Jeremy Hylton jeremy@zope.com
Thu, 5 Dec 2002 18:33:12 -0500


We had a very profitable discussion of versions in ZODB4 last week.
(About 75 messages posted.)  I'm not ready to make any decisions about
versions, but I'd like to summarize the discussion and open issues.

It's important to clarify what we mean by the term versions.  Many
ZODB storages keep multiple revisions of an object, and the database
has several features (like undo) that take advantage of these
revisions.  In the database literature, this kind of database is
called a multiversion database.

Unfortunately, a ZODB version has nothing to do with object revisions
or the traditional definition of "multiversion."  The version feature
in ZODB was developed to support a primitive version control mechanism
for Zope.  A version is a collection of object modifications that are
not visible to other database clients unless they explicitly use the
version.  (A version is named by an arbitrary string.)  A client using
a different version or no version at all will see the object as it was
before being modified in the version.  An object modified in a version
is locked, so that it can only be modified in the version.  A later
transaction can either abort or commit a version, which unlocks the
objects.  A commit also makes the current versioned objects visible to
everyone.

A Zope user can modify objects in a version to make changes to a site
without making them visible to all users until the changes are done.
However, the locking behavior makes versions difficult to use in
practice.  If a page is re-indexed in a version, the catalog gets
locked and no further changes to the catalog can be made until the
version commits.  As a result, version control in Zope is now usually
done without using ZODB versions.

(Side note: If versions are presented in ZODB 4, we're going to give
them a different name to avoid the endless confusion over the
distinction between an object revision and an object version.)

That's the background on versions.  Guido proposed that the version
feature be removed from ZODB4.  To summarize his basic argument:

   People are cautioned against using versions in Zope.  If they
   aren't useful in Zope, ZODB doesn't need to provide them.  Removing
   versions will remove complexity to the code all over the place: the
   version argument to some APIs can be removed, the ZEO cache
   implementation and wire protocol become simpler, and so on.

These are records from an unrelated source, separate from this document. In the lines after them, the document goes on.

PR #492, opened 2022-06-24
remove scale label parameter in chart config if x-axis is undefined

JorgeMartinezG:
This PR fixes a bug where running an analysis followed by clicking on an layer with a chart associated with it causes an error.


ericboucher (approved):

ericboucher:
@JorgeMartinezG not needed here but in general try to add before/after screenshots as you work on it :)

PR #497, opened 2022-06-30
Revert "Multiple layers url"

wadhwamatic:
Reverts WFP-VAM/prism-frontend#490


wadhwamatic:
It looks like the last commit was merged but not the full branch history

A number of people agreed with Guido.  They said, in essence, we've
never used versions so we won't miss them; several folks put it more
colorfully.  Greg Ward said his primary complaint with ZODB is that
it has many complex features only because of peculiar Zope
requirements.  Versions are one example, he said.  (What are the
others, Greg?)

A few Zope users noted that they still use versions.  Tres Seaver
said:

> Although versions can't play well with ZCatalog, and hence with
> "content", they work nicely for making "on the side" changes to
> "software" (e.g., to the main template for the site).  I would be
> averse to killing them off before seeing just how much
> "through-the-web" software / configuration happens in Zope3, and
> whether alternative mechanisms (filesystem synchronization, for
> instance) can address the same use cases with less grief.

Tres seems to disagree with one of Guido's premises -- that the
version feature isn't useful in Zope.  Several other people mentioned
that they use versions, too, although they didn't offer as detailed a
rationale as Tres.

I'm probably the primary advocate of versions.  My rationale is that
the locking feature of versions allows long-running actions to be
performed in a transactional manner.  Since ZODB uses optimistic
concurrency control, a long-running transaction has a higher chance of
failing with a conflict error.  In the extreme, it could be impossible
to commit a long-running transaction because some other transaction
would always introduce a conflict.

I have never written an application that uses versions in this way,
but the feature seems useful if ZODB is to support applications with
this requirement.  One could make a YAGNI argument against keeping
versions for only this reason.  (Ex: We ain't never goin' to write
applications like that.)  The only example I'm familiar with is one
sketched by Sean Upton about web service transactions.  See
http://lists.zope.org/pipermail/zope3-dev/2002-October/003112.html

I don't know whether other databases, particularly optimistic ones, do
about the problem.  There's an analogous problem with pessimistic
databases.  A long-running transaction can lock resources for a very
long time and because the cost of a restart becomes very high.

Some pessimistic databases use chained transactions -- CHAIN WORK as
opposed to BEGIN WORK.  Basically, with two chained transactions, when
the first commits the second begins immediately without any
possibility of another transaction modifying the data.  This doesn't
really address all the problems.  Updates becomes visible as
transactions commit.  Some locks could still be held a long time.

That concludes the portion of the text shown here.